**Problem details**
Copy, word for word, each line of the data below from the first through the line containing "static avltr_tree CollectTree;", and stop there.

**Exercise data**
PR #2734, opened 2025-12-29
simx86: use a BrokenCodePtr variable to only keep JIT code alive for …

### LINKED ISSUE #2708: Crash in simx86 JIT: “ERROR: Fault 13 in jit-compiled code” / ERROR: Bad exec address 0x78cb7f6ef711

bartoldeman:
…a bit

This way all the rest for the node can be deleted, and there is no need for dead nodes any more.

Also pass the correct jit pointer from sigsegv.c to TryInvalidateNodeRange()

Fixes #2708

### DIFF
--- a/src/base/emu-i386/simx86/trees.c
+++ b/src/base/emu-i386/simx86/trees.c
@@ -46,6 +46,7 @@
 
 IMeta	InstrMeta[MAXINODES];
 int	CurrIMeta;
+unsigned char *BrokenCodePtr;
 
 /* Tree structure to store collected code sequences */
 static avltr_tree CollectTree;
@@ -1162,8 +1163,7 @@ static TNode *FindTree_tail(int key)
 	G = *I;
 	assert(G && G->addr);
 	if (debug_level('e')>3) e_printf("Found key %08x\n",key);
-	if (G->alive > 0)
-	    G->alive = NODELIFE(G);
+	G->alive = NODELIFE(G);
 #if PROFILE
 	if (debug_level('e')) {
 	    NodesFound++;
@@ -1209,8 +1209,7 @@ TNode *FindTree(int key)
 	    NodesFastFound++;
 #endif
 	}
-	if (I->alive > 0)
-	    I->alive = NODELIFE(I);
+	I->alive = NODELIFE(I);
 	return I;
   }
   if (!e_querymark(key, 1))
@@ -1241,8 +1240,7 @@ TNode *FindTree_unlocked(int key)
 	    NodesFastFound++;
 #endif
 	}
-	if (I->alive > 0)
-	    I->alive = NODELIFE(I);
+	I->alive = NODELIFE(I);
 	return I;
   }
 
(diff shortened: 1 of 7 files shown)


src/base/emu-i386/simx86/trees.c
```diff
@@ -1399,9 +1400,9 @@ void InvalidateNodeRange(int al, int len)
   DoInvalidateNodeRange(al, len, NULL, NULL);
 }
 
-int TryInvalidateNodeRange(int al, int len, unsigned char *eip)
+void TryInvalidateNodeRange(int al, int len, unsigned char *eip)
```
stsp: Maybe also the name
should be changed, as
"Try" was because it
could be interrupted.
Maybe something with
"FromFault" suffix or
alike?

src/base/emu-i386/simx86/trees.c
```diff
@@ -1399,9 +1400,9 @@ void InvalidateNodeRange(int al, int len)
   DoInvalidateNodeRange(al, len, NULL, NULL);
```
stsp, line 1403: Just move FreeGenCodeBuf() here?

bartoldeman: You mean from codegen.c? I'm not sure if that's safe, what if TryInvalidateNodeRange is called twice in a row? I'd rather have it free()ed it ASAP.

src/base/emu-i386/simx86/trees.c
bartoldeman: ok

src/base/emu-i386/simx86/trees.c
bartoldeman: it's also possible to move `FreeGenCodeBuf()` out of `RemoveNode_unlocked`, towards the callers, that would eliminate the boolean keepnode.

stsp: Exactly! :)

bartoldeman: done, though it is important to call `FreeGenCodeBuf()` after the rest since `NodeUnlinker()` relies on a still-valid `G->addr`.

src/base/emu-i386/simx86/trees.c
```diff
@@ -1373,14 +1372,19 @@ static int DoInvalidateNodeRange(int al, int len, unsigned char *eip,
...
+	    if (eip && hook) {
+		p = hook(G, eip);
+		if (p)
+		    rc = p;
+	    }
 	    if (debug_level('e')>2) e_printf("Delete node %08x\n",G->key);
+	    unsigned char *q = G->addr;
 	    RemoveNode_unlocked(G);
+	    if (p == NULL)
+		FreeGenCodeBuf(q);
```
stsp, line 1387: But you can return that
addr 1 frame further, as
you do already for self-hit.

bartoldeman: I don't think so unless I misunderstand: there can only be one self-hit but there can be multiple nodes removed: I'd have to create a list if I remove them in an outer frame

stsp: You can return only a
self-hit one or NULL.
You already do the same
for FromFault variant.

stsp: Ah, there is no self-hit
possible for non-fault
variant! Sorry.

stsp:
Thanks!
Looks great. :)

Issue #2724, opened 2025-12-21
runtime error M6103 :MATH floating point error divide by0 : program error oe issue in dosemu ?


iw2evk:
Hi,

today i've run a old program.

It's stored on a cd rom created 7 years ago.

Saved on HDD,when i started i receive this message:

runtime error M6103 :MATH floating point error divide by0

running -D+s no information about this alert.

It's a problem in dosemu2 or a "degraded" state of executable ?

i attach the zip file for test and log

[IPP540-v2.zip](https://github.com/user-attachments/files/24278707/IPP540-v2.zip)

[boot.log](https://github.com/user-attachments/files/24278704/boot.log)

many thanks for support

Roberto

stsp:
How to get this error?
What to run?

stsp:
Ah I see, you just need to
run IPP540S.EXE multiple
times, as sometimes it works,
sometimes not.

Bart?

bartoldeman:
I went back in history and it has the same floating point error in 9e5dfa707 from July.

I think dosemu2 is simply too fast on modern CPUs: the readme says this:
```
$ cat infos-Pc-programmation.txt 
Ne fonctionne que sur du Pc lent....
 
Tourne sur le 486 DX4 - 100 en mode NON turbo.
```
which is French and means:
"Only works on slow PC....

Run on a 486 DX4 - 100 in NON-turbo mode"

stsp:
No, its a regression of 24839fc57
There is however another
regression, and now you need
this:
```
--- a/src/base/bios/x86/bios.S
+++ b/src/base/bios/x86/bios.S
@@ -1020,12 +1020,12 @@ INT75_OFF:
        outb %al, $0x20
        popw %ax
 
-       int $2          /* Bochs does this; RBIL says: redirected to INT 02 */
-                       /* by the BIOS, for compatibility with the PC */
        fnclex          /* Clear FP exceptions just in case a hooked
                           handler hasn't already done so, so we won't
                           get stuck (in real mode IGNNE would prevent
                           further exceptions but we don't emulate that) */
+       int $2          /* Bochs does this; RBIL says: redirected to INT 02 */
+                       /* by the BIOS, for compatibility with the PC */
 
        pushw %ax
        xorb %al, %al
```
to fully fix the problem.
But I don't want to apply that
patch as-is because I suspect
if it is needed then your IGNNE
patches were also wrong.
IGNNE should be enough.
So can you check that part?

stsp:
[...]

PR #2735, opened 2025-12-30
simx86: fix IGNNE for OW exception handlers (#2729), add config for #2724

bartoldeman:
This PR brings back `fpu_fpe_handler()`, but a little bit differently:
* fwaits are skipped
* cw loads can ignore the FPU exception
* for everything else mask CW as before, but as a last resort in the FPE handler instead of proactively in the port 0xf0 handler. This means restoring the mask is only needed if it was modified.
This fixes FPEX and FPEXES in #2729

I also added a hook for int21/ah=4c in real mode, so ignne is reset on program exit when something else than comcom64 runs it.

For #2724 I added a config option, `$_ignore_fpe`, default `(off)`


stsp:
Thanks!
Lets see where it gets us
this time.

PR #2737, opened 2025-12-31
simx86: unlink forward refs changing code (remove direct jumps)

### LINKED ISSUE #2708: Crash in simx86 JIT: “ERROR: Fault 13 in jit-compiled code” / ERROR: Bad exec address 0x78cb7f6ef711

bartoldeman:
So far NodeUnlinker only undid direct jumps for references *to* the node that was removed, but for forward references *from* the node it wasn't needed since the node would be deleted anyway.

However with BreakNodeHook excluding the last instruction the linking jump instruction could still be kept and jump into a node that was also deleted. We must therefore also undo the jump for forward references!

Fixes #2708

### DIFF
--- a/src/base/emu-i386/simx86/trees.c
+++ b/src/base/emu-i386/simx86/trees.c
@@ -812,6 +812,13 @@ static void unlinknode(TNode *G, linkdesc *T, char branch)
 		dbug_printf("Unlinker: FW %c ref error\n", branch);
 		leavedos_main(0x8111 + (branch == 'N'));
 	}
+	/* we must unlink the forward ref code since the node we linked to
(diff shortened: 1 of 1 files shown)


stsp:
Thanks!

PR #2744, opened 2026-01-09
Ci 238

andrewbird:
Enable the FPU (fprem) tests.

### DIFF
--- a/test/common_framework.py
+++ b/test/common_framework.py
@@ -808,10 +808,14 @@ class MyTestResult(unittest.TextTestResult):
         # Our logs
         for _, l in test.logfiles.items():
             if not environ.get("CI"):
-                msgLines.append("Further info in file '%s'\n" % l[0])
+                msgLines.append(f"Further info in file '{l[0].name}'\n")
                 continue
 
-            msgLines.append("::group::%s\n" % l[0])
+            if l[0].stat().st_size > 16*1024:
+                msgLines.append(f"File too large for CI, see file '{l[0].name}' in job artifacts\n")
+                continue
+
+            msgLines.append(f"::group::{l[0].name}\n")
 
             name = TITLE_NAME_FMT.format(l[1])
             msgLines.append(TITLE_BANNER_FMT.format(name))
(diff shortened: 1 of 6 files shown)


andrewbird:
I think this should be good to apply now, thanks.

stsp:
So why do you prefer external
diff to the library fn? Not a big
deal, but we usually prefer the
otherwise, no?

andrewbird:
> So why do you prefer external
diff to the library fn? Not a big
deal, but we usually prefer the
otherwise, no?

I would usually choose the library version, but when the input files are large the python implementation crawls to a halt.

stsp:
Google says that this may
be because you pass the
files to the fn as a singe
multiline string, instead
of string list. He says you
just need to use splitlines().
Not our case?

andrewbird:
> He says you
just need to use splitlines().

I'll try experimenting a little.

andrewbird:
I couldn't manage to make the unified_diff from difflib perform any better, even with splitlines(). The files are 16 MiB, so maybe it's just expecting too much for it to be as good as a mature tool like diff.

stsp:
Have you tried `diff_match_patch`?

andrewbird:
Yes, but I don't remember the outcome being positive. Seems like it's time to try again...

andrewbird:
Okay. It seems that when the files are equal, difflib is fine, but slows down dramatically with even just a few diffs and large file.
##### 16 MiB file, 8 lines different

method | time
------ | -----
difflib | 110 secs
dmp | 8 secs
diff -u --strip-trailing-cr | 0.1 secs

So dmp looks like a suitable solution, except that it was over 100 lines of python

stsp:
Is this with splitlines(), correct?

andrewbird:
Yes.

stsp:
So applying as-is?

andrewbird:
I'll have another look tomorrow, just to be sure.

andrewbird:
I think it can go in as is, I can't do any better with the python based diffing.

stsp:
Ok, thanks!

PR #2749, opened 2026-01-16
configure: add SUSE specific bintools variation

mnhauke:


ecm-pushbx:
Are you sure the linker name should be `i586-suse-linux-ad` and not `-ld` ?

mnhauke:
> Are you sure the linker name should be `i586-suse-linux-ad` and not `-ld` ?

thanks for spotting this typo.

stsp:
Please squash the typo
and re-push.

stsp:
Thanks!

PR #2755, opened 2026-01-19
CI: assertFilesEqual method tweaks

andrewbird:
1/ Adjust the CI info message if differences file too large for display.

2/ FAIL if the DOS output file is missing, so we don't generate
   a massive useless diff.

3/ ERROR if the reference file is missing.


stsp:
Thanks!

**Result of the task**
PR #2734, opened 2025-12-29
simx86: use a BrokenCodePtr variable to only keep JIT code alive for …

### LINKED ISSUE #2708: Crash in simx86 JIT: “ERROR: Fault 13 in jit-compiled code” / ERROR: Bad exec address 0x78cb7f6ef711

bartoldeman:
…a bit

This way all the rest for the node can be deleted, and there is no need for dead nodes any more.

Also pass the correct jit pointer from sigsegv.c to TryInvalidateNodeRange()

Fixes #2708

### DIFF
--- a/src/base/emu-i386/simx86/trees.c
+++ b/src/base/emu-i386/simx86/trees.c
@@ -46,6 +46,7 @@
 
 IMeta	InstrMeta[MAXINODES];
 int	CurrIMeta;
+unsigned char *BrokenCodePtr;
 
 /* Tree structure to store collected code sequences */
 static avltr_tree CollectTree;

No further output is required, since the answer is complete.